Pennsylvania State University in the United States released a blog post on August 8, its computer science team invented a new “wireless tapping” technology, combined with AI and millimeter-wave radar sensors, which can transcribe the content of a conversation within a range of three meters, with an accuracy of about 60%.
IT之家 reported that the technology uses a millimeter-wave radar sensor to remotely detect the vibrations of a mobile phone, collecting the tiny surface movements of the device caused by the voice played by the earphone when it is about 3 meters away from the phone, and then inputting the captured vibration signal into the open-source voice recognition model “Whisper”.

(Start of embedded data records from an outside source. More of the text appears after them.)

PR #699, opened 2015-04-10
Add more tests to the validate_numericality_of error message

### LINKED ISSUE #509: validate_numericality_of on failure may not provide the reason for failure
Given this validation

``` ruby
validates :ano, numericality: { only_integer: true, greater_than_or_equal_to: 1900 }
```

and this test:

``` ruby
it { should validate_numericality_of(:ano).is_greater_than_or_equal_to(1900) }
```

It will fail with:

```
Did not expect errors  when ano is set to 1900.000000000001, got error:
```

As you can see the failure message doesn't contain the validation error.

I believe this is because none of the submatchers for ValidateNumericalityOfMatcher set a default message.

Really, all of the submatchers should share the same message, and updating that message should propagate to all submatchers.

maurogeorge:
Closes #509

### DIFF
--- a/lib/shoulda/matchers/active_model/validator.rb
+++ b/lib/shoulda/matchers/active_model/validator.rb
@@ -49,7 +49,7 @@ module Shoulda
         end
 
         def messages_description
-          if has_messages?
+          if has_messages? && !record.valid?
             " errors:\n#{pretty_error_messages(record)}"
           else
             ' no errors'
--- a/spec/unit/shoulda/matchers/active_model/validate_numericality_of_matcher_spec.rb
+++ b/spec/unit/shoulda/matchers/active_model/validate_numericality_of_matcher_spec.rb
@@ -512,11 +512,41 @@ describe Shoulda::Matchers::ActiveModel::ValidateNumericalityOfMatcher, type: :m
       end
 
       it do
+        record = build_record_validating_numericality(
+          even: true,
+          greater_than: 18
+        )
+        assertion = lambda do
+          expect(record).
+            to validate_numericality.
+            only_integer.
+            is_greater_than(18)
+        end
+        expect(&assertion).to fail_with_message_including(
+          '* "must be even" (attribute: attr, value: "19")'
+        )
+      end
+
+      it do
         record = build_record_validating_numericality(greater_than: 18)
         expect(record).
           not_to validate_numericality.
           only_integer.
           is_greater_than(18)
+      end
+
+      it do
+        skip 'Need to be fixed the code, actually do not have the right message'
+        record = build_record_validating_numericality(greater_than: 18)
+        assertion = lambda do
+          expect(record).
+            to validate_numericality.
+            only_integer.
+            is_greater_than(18)
+        end
+        expect(&assertion).to fail_with_message_including(
+          ''
+        )
       end
 
       it do
@@ -528,6 +558,22 @@ describe Shoulda::Matchers::ActiveModel::ValidateNumericalityOfMatcher, type: :m
           not_to validate_numericality.
           even.
           is_greater_than(18)
+      end
+
+      it do
+        record = build_record_validating_numericality(
+          even: true,
+          greater_than_or_equal_to: 18
+        )
+        assertion = lambda do
+          expect(record).
+            to validate_numericality.
+            even.
+            is_greater_than(18)
+        end
+        expect(&assertion).to fail_with_message_including(
+          %{Expected errors to include "must be greater than 18" when attr is set to 18,\ngot no errors}
+        )
       end
 
       it do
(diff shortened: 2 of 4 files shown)


lib/shoulda/matchers/active_model/validator.rb
```diff
@@ -49,7 +49,7 @@ def has_messages?
         end
 
         def messages_description
-          if has_messages?
+          if has_messages? && !record.valid?
```
mcmire: And this change was to specifically fix https://github.com/maurogeorge/shoulda-matchers/commit/84b7175ddf85dc3ad406ac1c81335d03135268cf#diff-d7c315235a16eb29151b8251207fbd67R539, correct?

mcmire:
Two things:

* Now that we have tests for the failure message I think we can remove the tests above that simply say "such and such `to_not validate_numericality`", they're now duplicates.
* What about testing the entire failure message instead of just a portion of it? It shouldn't be that much more typing and it gives a more complete picture for someone reading the test.

lib/shoulda/matchers/active_model/validator.rb
maurogeorge: Right!

maurogeorge:
@mcmire I updated to assert against the full message.

I will check the broken build, the problem is on Rails 4.2 the string value is showed as string on the `pretty_error_messages`.

```
> obj
=> #<Example:0x007ffce10121e8 id: nil, attr: "19">
> obj.attr
=> "19"
```

On the other versions, the value is showed as integer

```
> obj
=> #<Example id: nil, attr: 19>
> obj.attr
=> 19
```

If you have any idea of this, let me know.

mcmire:
Oh weird... yeah, I'll have to take a closer look at that.

maurogeorge:
@mcmire after some research I belive this is the behavior of the AR, I update the specs to handle this, please take a look.

spec/unit/shoulda/matchers/active_model/validate_numericality_of_matcher_spec.rb
```diff
@@ -505,18 +505,37 @@ def default_validation_values
...
+            Expected errors to include "must be an integer" when attr is set to 0.1,
+            got errors:
+            * "must be even" (attribute: attr, value: "19")
+          MESSAGE
+        )
+        expect(&assertion).to fail_with_message(message)
       end
 
-      it do
+     it do
```
mcmire: I think this line might be off indentation-wise.

lib/shoulda/matchers/active_model/validator.rb
mcmire: This still seems odd to me, I'm investigating why we have to do this. Seems odd that the record has error messages but then it's valid at the same time.

mcmire:
So I took a look at why we are even seeing the weird "got error:" message and I think this is what's happening:

* ValidateNumericalityOfMatcher has two submatchers, OnlyIntegerMatcher and ComparisonMatcher
* Both of these submatchers change the record in question somehow and then call #valid? on that record
* ValidateNumericalityOfMatcher will run all of the submatchers and determine if they pass or fail (this is determined by whether #valid? produces any error messages on the attribute being validated)
* In this case, OnlyIntegerMatcher fails but ComparisonMatcher passes
* So ValidateNumericalityOfMatcher fails, but then when it goes to print its failure message, it accesses the record's error messages. Because ComparisonMatcher passes, the record is in a good state and doesn't have any error messages
* In other words, the error messages that Validator#messages accesses are cached at the time that #valid? is called... but the error messages that Validator#messages_description accesses are "live"
* So... either we need Validator to cache not only the error messages on the attribute being validated, but also cache all error messages on the record... or we need ValidateNumericality to *not* run all submatchers and stop at the first one that fails. So in this case OnlyIntegerMatcher would run, it would see that it fails, and it would never run ComparisonMatcher, thereby keeping the record in a "bad" state (so the cached error messages and live error messages would be the same thing).

I would probably prefer the latter solution, but it does mean that all of the tests that involve failure messages will change.

mcmire:
Basically, this is what I mean: https://github.com/thoughtbot/shoulda-matchers/compare/2dc787e6454458296f4d55c9aec465f4960b9bb3...9e0e8f7b670fee9d2e540ba70e6d5964ccfb39ae. This seem fine to you?

maurogeorge:
@mcmire thanks, I reviewed and looks good to me :shipit:

maurogeorge:
@mcmire ping :smiley: . Just to remember you to merge this, like you described here https://github.com/thoughtbot/shoulda-matchers/pull/699#issuecomment-93851307

mcmire:
Thanks! This was merged as e7087897143dfd5f59e3c512c31a8c7976ad96dd.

Due to the low quality of radar signals and large noise, researchers used the “Low-Rank Adaptation” (LRA), a method that fine-tunes only a small portion of the parameters of the machine learning model, to quickly adapt to new data sources or tasks. They only fine-tuned 1% of the model’s parameters to efficiently identify the data collected by the radar.

First author Suryoday Basak, Image source Pennsylvania State University, USA.
Eventually, the system is able to transcribe mobile phone call content into text with an accuracy of up to 60 percent and a vocabulary size of up to 10,000 words. Compared to the team’s previous achievement in 2022, which could only recognize a few preset words, this new technology significantly enhances the feasibility of practical applications. The study shows that even with recognition errors, it is still possible to infer key words and some content of the call through manual correction such as supplementing context.
It is worth noting that this technology is currently limited to academic research and has not yet been commercialized. Researchers emphasize that their goal is to warn the public about the future possibility of remotely eavesdropping on mobile phone calls and to urge users to be more vigilant when making sensitive calls.